** Opening Given data block **
PR #3780, opened 2021-08-20
Slim down integration test matrix

kwigley:
#3688 continued

### Description

Last PR I promise. This PR adds the ability to dynamically generate a job matrix based on how the workflow was triggered (PR, push, schedule). See `.github/scripts/integration-test-matrix.js` for how I generated the matrix. This cut down the number of test runs from 48 to 24, and even fewer for PRs depending on what labels are applied and what files are changed ⚡

Additionally:
- stores logs generated from tests
- ensures `PYTEST_ADDOPTS` is passed as an env var from the gha environment -> tox -> pytest, this allows us to control num of processed pytest runs with to parallelize tests and other flags useful for CI.
- organization tweaks, I took some common practices from other python projects as well as other repos in the dbt-labs org

### Checklist


kwigley:
I'll probably end up slimming down all other workflow triggers, not just the pull trigger. I think testing all python versions on linux and all other operating systems on one version of python is a good enough test coverage. I don't anticipate issues coming up in a specific version of python and a specific operating system that isn't covered by this matrix.

kwigley:
Example for now python code changes: https://github.com/dbt-labs/dbt/runs/3385389694
Example for only postgres changes: https://github.com/dbt-labs/dbt/runs/3385398187

.github/scripts/integration-test-matrix.js
```diff
@@ -0,0 +1,90 @@
...
+
+    for (const adapter of supportedAdapters) {
+      if (
+        changes.includes(adapter) ||
+        testAllLabel ||
+        labels.includes(`test ${adapter}`)
+      ) {
+        for (const pythonVersion of supportedPythonVersions) {
+          if (
+            pythonVersion === defaultPythonVersion ||
```
kwigley, line 23: This will only run integration tests for python3.8, unless you apply labels to PR to test other python versions (`test python3.6`). I'm not sure if this is a good default, so I'm happy to change this!

.github/scripts/integration-test-matrix.js
```diff
@@ -0,0 +1,90 @@
...
+  const defaultPythonVersion = "3.8";
+  const supportedPythonVersions = ["3.6", "3.7", "3.8", "3.9"];
+  const supportedAdapters = ["snowflake", "postgres", "bigquery", "redshift"];
+
+  if (context.eventName.includes("pull_request")) {
+    // if PR, generate matrix based on files changed and PR labels
+    const changes = JSON.parse(process.env.CHANGES);
+    const labels = context.payload.pull_request.labels.map(({ name }) => name);
+    console.log("labels", labels);
+    console.log("changes", labels);
```
leahwicz, line 11: logging the wrong thing (changes)

.github/scripts/integration-test-matrix.js
```diff
@@ -0,0 +1,90 @@
...
+    const testAllLabel = labels.includes("test all");
+    const include = [];
+
+    for (const adapter of supportedAdapters) {
+      if (
+        changes.includes(adapter) ||
```
leahwicz, line 17: What format is `changes` in? Is this looking for the adapter name in a list of files, commit messages, etc.?

.github/scripts/integration-test-matrix.js
leahwicz: I'm good with defaulting to just 3.8 for PRs and have all the version run for a schedule run or a commit

.github/scripts/integration-test-matrix.js
```diff
@@ -0,0 +1,90 @@
...
+      }
+    }
+
+    console.log("matrix", { include });
+
+    return {
+      include,
+    };
+  }
+
```
leahwicz, line 60: So this is for non-PRs below here? I would comment on that just so its obvious

.github/workflows/main.yml
```diff
@@ -0,0 +1,223 @@
...
+      fail-fast: false
+      matrix:
+        toxenv: [flake8, mypy]
+
+    env:
+      TOXENV: ${{ matrix.toxenv }}
+      PYTEST_ADDOPTS: "-v --color=yes"
+
+    steps:
+      - name: Check out the repository
```
leahwicz, line 54: Why do you checkout twice?

.github/workflows/main.yml
```diff
@@ -0,0 +1,223 @@
...
+      fail-fast: false
+      matrix:
+        python-version: [3.6, 3.7, 3.8] # TODO: support unit testing for python 3.9 (https://github.com/dbt-labs/dbt/issues/3689)
+
+    env:
+      TOXENV: "unit"
+      PYTEST_ADDOPTS: "-v --color=yes"
+
+    steps:
+      - name: Check out the repository
```
leahwicz, line 98: Same here

.github/scripts/integration-test-matrix.js
kwigley: it is a list of warehouse adapter names, I added a comment above to clarify! I also added some comments in the workflow as well https://github.com/dbt-labs/dbt/blob/ff9c8c8d854ff59be17414b68f472df7d1ed58b2/.github/workflows/integration.yml#L79-L103

.github/scripts/integration-test-matrix.js
kwigley: added a comment! good call

.github/workflows/main.yml
kwigley: rm'd it! that was left in by accident

leahwicz (approved):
** Closing Given data block **
Going through the entries above line by line, work out how many lines include the word "console". Only the number is required.

Exercise result:
3